I love the story of Bartimaeus in Mark 10:46-52. It really needs to be read in its context, and this is not always done. In the lead-up to this story, the disciples have lacked faith and understanding about the true purpose of Jesus’ Messiah-ship. They have been spiritually “blind”. Bartimaeus on the other hand is physically blind, but spiritually full of faith and “sees” exactly who Jesus is. The story also raises a number of unanswered questions. Have a look at the story again, alongside some questions and contextualising

They came to Jericho.

Jericho is the last town on Jesus’ last journey to Jerusalem. About a week later he was crucified.

As he (Jesus) and his disciples and a large crowd were leaving Jericho,

Who is this large crowd? Are they following Jesus or just going to Jerusalem, perhaps for the Passover? At least some have heard or been healed and followed Jesus “on the way.”

Bartimaeus, Son of Timaeus, a blind beggar was sitting by the road side.

Bar-timaeus, literally is “son of Timaeus”. Timaeus also means “honoured”.

When he heard that it was Jesus of Nazareth,

A blind person has good hearing. Above the crowd he hears that it is Jesus of Nazareth who is passing by. So what! This implies Bartimaeus knew Jesus or knew who he was or had heard his teaching, especially given what he says later

he began to shout out with a loud voice and say,
“Jesus, Son of David, have mercy on me!”
Many sternly ordered him to be quiet, but he cried out even more loudly, “Son of David, have mercy on me!”

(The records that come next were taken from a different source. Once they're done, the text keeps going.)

PR #1520, opened 2024-09-10
CED-1762 create v3 EsViewMore

lgeggleston:
### 🔗 Linked issue

https://energysage.atlassian.net/browse/CED-1762

### ❓ Type of change

### 📚 Description

- Create `EsViewMore` in Vue 3, no need for primeVue component
- install dependency `html-truncate`
- Removed a piece of logic from original version of this component that seems to pass down click functionality from the parent if given and replace default show more/show less (`if (this.$listeners && this.$listeners.click) ...`).  ~However, a check through ES repo usage of this component showed this is not currently used, and I don't think it makes much sense to continue, so removed in this case.~.  
    - Update: see Feedback for reasoning
    - To note: after looking into migrating this bit to Vue3 it also seems either deprecated or messy to work around: https://github.com/vuejs/rfcs/discussions/397

- The click override thing is actually used for a real reason in one place - EsReview ([ to open a modal in CDGM](https://github.com/EnergySage/es-cdgm/blob/0a9060f1c228a4e3d19edbce47e7d4fe9d5b84ad/frontend/pages/projects/_slug/index.vue#L422)).  However, we decided to [defer recreating EsReview](https://energysage.atlassian.net/browse/CED-1791) since it's only used in CDGM for now.  I think it may actually be simpler to replace that use in `EsReview` with a truncated span+button, since that's the only part of the component really used - but we only need to do that if CDGM is getting upgraded to vue3 at all.
    - does it sounds alright if I just add this note to the Review ticket, in case gets done in the future?

### 📝 Checklist

### DIFF
--- a/es-ds-docs/package.json
+++ b/es-ds-docs/package.json
@@ -27,7 +27,8 @@
         "nuxt-primevue": "^3.0.0",
         "primevue": "^3.53.0",
         "prismjs": "^1.29.0",
-        "vue": "^3.4.34"
+        "vue": "^3.4.34",
+        "html-truncate": "^1.2.2"
     },
     "devDependencies": {
         "@eslint/js": "^9.9.0",
--- a/es-ds-docs/package.json
+++ b/es-ds-docs/package.json
@@ -18,6 +18,7 @@
     "dependencies": {
         "@energysage/es-ds-components": "^3.0.0-alpha.6",
         "@energysage/es-ds-styles": "^3.0.0-alpha.6",
+        "@nuxt/image": "^1.8.0",
         "@nuxt/kit": "^3.13.1",
         "@nuxtjs/google-fonts": "^3.2.0",
         "@vuelidate/core": "^2.0.3",
--- a/es-ds-docs/package.json
+++ b/es-ds-docs/package.json
@@ -28,8 +28,7 @@
         "nuxt-primevue": "^3.0.0",
         "primevue": "^3.53.0",
         "prismjs": "^1.29.0",
-        "vue": "^3.4.34",
-        "html-truncate": "^1.2.2"
+        "vue": "^3.4.34"
     },
     "devDependencies": {
         "@eslint/js": "^9.9.0",
--- a/es-ds-docs/pages/molecules/support.vue
+++ b/es-ds-docs/pages/molecules/support.vue
@@ -59,8 +59,8 @@ const supportProps = [
 
         <ds-doc-source
             :comp-code="compCode"
-            comp-source="es-ds-components/components/es-pagination.vue"
+            comp-source="es-ds-components/components/es-support.vue"
             :doc-code="docCode"
-            doc-source="es-ds-docs/pages/molecules/pagination.vue" />
+            doc-source="es-ds-docs/pages/molecules/support.vue" />
     </div>
 </template>
--- a/es-ds-docs/pages/molecules/view-more.vue
+++ b/es-ds-docs/pages/molecules/view-more.vue
@@ -51,11 +51,12 @@ const viewMoreProps = [
     <div>
         <h1>View more</h1>
         <p>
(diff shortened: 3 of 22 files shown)


hroth1994:
👀

es-ds-docs/package.json
```diff
@@ -28,7 +28,8 @@
         "nuxt-primevue": "^3.0.0",
         "primevue": "^3.53.0",
         "prismjs": "^1.29.0",
-        "vue": "^3.4.34"
+        "vue": "^3.4.34",
+        "html-truncate": "^1.2.2"
```
hroth1994, line 32: I think `html-truncate` could be added just to `es-ds-components`?

es-ds-docs/pages/molecules/support.vue
```diff
@@ -59,8 +59,8 @@ const supportProps = [
 
         <ds-doc-source
             :comp-code="compCode"
-            comp-source="es-ds-components/components/es-pagination.vue"
+            comp-source="es-ds-components/components/es-support.vue"
```
hroth1994, line 62: Good catch! 🎣

es-ds-docs/pages/molecules/view-more.vue
```diff
@@ -0,0 +1,37 @@
...
+            :content="`Lorem ipsum dolor sit amet, consectetur adipiscing elit. Morbi in aliquam ex.
+                Nullam vestibulum ex mi, ut suscipit libero condimentum id. Pellentesque eu diam vel nisi
+                molestie porta eget sed odio. Quisque congue risus id metus facilisis, non imperdiet libero rutrum.
+                Mauris vitae ante porttitor, consectetur purus faucibus, euismod ex. Orci varius natoque penatibus
+                et magnis dis parturient montes, nascetur ridiculus mus. Nulla ullamcorper elit sed viverra finibus.
+                Mauris vitae tortor mauris. Cras suscipit nibh nec nisi cursus ornare. Maecenas quis turpis sit amet
+                sapien dapibus sollicitudin viverra eu justo. Vivamus posuere metus sit amet purus tempus volutpat.
+                Donec eleifend elit quam. `" />
+
+        <ds-doc-source
```
hroth1994, line 31: I think this component could use a props table

es-ds-docs/pages/molecules/view-more.vue
```diff
@@ -0,0 +1,37 @@
...
+    compCode.value = $prism.normalizeCode(compSource.default);
+    docCode.value = $prism.normalizeCode(docSource.default);
+    $prism.highlight();
+}
+</script>
+
+<template>
+    <div>
+        <h1>View more</h1>
+
```
hroth1994, line 18: Could include a link to html-truncate - `Uses html-truncate`

hroth1994 (commented):
Looks great so far! Just a few non-functional comments:

es-ds-docs/pages/molecules/view-more.vue
lgeggleston: Forgot about that, thanks!

es-ds-docs/package.json
lgeggleston: True, removed it from `es-ds-docs`

es-ds-docs/pages/molecules/view-more.vue
```diff
@@ -0,0 +1,85 @@
...
+<template>
+    <div>
+        <h1>View more</h1>
+        <p>
+            Using
+            <nuxt-link
+                href="https://www.npmjs.com/package/html-truncate"
+                target="_blank">
+                html-truncate </nuxt-link
```
hroth1994, line 58: I would remove the extra space

hroth1994 (approved):
I agree adding a note to the EsReview ticket is sufficient. One small nit but LGTM! 🌟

“Shout” to be heard above the milling crowd, but also in his desperate desire to be healed. In Mark, Bartimaeus is the first person to acknowledge Jesus is of David’s line. But from here on there are many references to this. No amount of discouragement will stop him, because he knows he can be healed

Jesus stood still and said, “Call him here.”
And they called the blind man, saying to him, “Take heart, get up, he is calling you.”

The discouragers become encouragers.

So throwing off his (beggar’s) cloak, he sprang up and came to Jesus.

We don’t find “beggar’s” in any version. But culturally we know that beggars wore a special cloak that signified they were genuine. Why throw it off? He knows he won’t need it anymore.

Then Jesus said to him, “What do you want me to do for you?”

Surely Jesus can see that he is blind. Is this a test of Bartimaeus’ faith? Maybe he doesn’t believe Jesus can heal him and he wants some “simpler” blessing.

The blind man said, “My teacher, I want to see again!”

Bartimaeus addressing Jesus as “My teacher”, again implies he knows something about Jesus. I am not convinced he is simply being polite to a rabbi. Note, also that Bartimaeus has had sight previously. Has he seen and heard Jesus when he had that sight?

Jesus said to him, “Go, your faith has made you well.”

“Go!” Go, where? Home and see your family again? Go to the temple so the priests can confirm you are healed? Go and get a job, now that you can? You don’t have to beg anymore.

Immediately, he received his sight and followed him on the way.

Given his faith, it is not surprising that his healing is instant. But where does he “go”. He follows Jesus “on the way”. “On the way” with the crowds to Jerusalem, where they will see his last days. “On the way” was a phrase that the early church used for people who followed Jesus. So there is a two-pronged understanding of what that “on the way” means.